The Court of Appeal have upheld a ruling made by the Court of Protection refusing to allow journalists to identify a protected party at the centre of proceedings.
The case concerned RW, a 77 year old man with a diagnosis of end stage dementia. RW is fully dependent on others for all of his care and there is no treatment that can be provided other than palliative care to relieve the effect of his symptoms. RW had been in hospital, and upon being assessed as ready for discharge home, a disagreement developed between his adult sons and his doctors about the arrangements for discharge. His sons asserted that RW should be discharged home with a feeding tube in place, arguing that that is what he would want in order to live for as long as possible. The doctors did not consider that this treatment would be appropriate for an individual in RW’s condition, arguing that he should be allowed to “die with dignity”.
The relevant NHS Trust applied to the Court of Protection for approval of its plan to discharge RW without a feeding tube. The application was granted, and RW’s son applied to the Court of Appeal for permission to bring an appeal against this decision. The court unanimously concluded that a full appeal would not have a real prospect of success and that permission to appeal should accordingly be refused.
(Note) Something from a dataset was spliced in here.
Issue #488, opened 2024-07-04
Potential for ANSI colours to remain active


d7919:
In `_step` of logger, the colour remains active after the line is displayed, i.e. it is not reset.

https://github.com/bayesian-optimization/BayesianOptimization/blob/3a5e56c7d0f96affdebfebc318b02f71f0462be3/bayes_opt/logger.py#L166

Significantly, the Court of Appeal addressed the issue of whether the full names of RW and his family could be reported in the media. The majority of cases heard within the Court of Protection are subject to a transparency order, which prevents the publication of any information identifying the individuals at the centre of the proceedings on the grounds that publicity would unfairly infringe on the human right to respect for private and family life.
RW’s sons argued that RW would want to be named, so that the nature of his condition could attract the widest possible publicity and stimulate proper debate about issues surrounding the care of end stage dementia sufferers. The Court of Appeal rejected this argument, determining that RW is a vulnerable adult and that his dignity and privacy should be protected at the end of his life. The court therefore concluded that the general public interest in the treatment of people receiving end-of-life care could be aired without the need to name RW, and that the transparency order should be maintained.
Lord Justice Jackson stated that “individuals and families coming before the Court of Protection in often extreme circumstances should not have the further worry that they are likely to be identified to the public at large”.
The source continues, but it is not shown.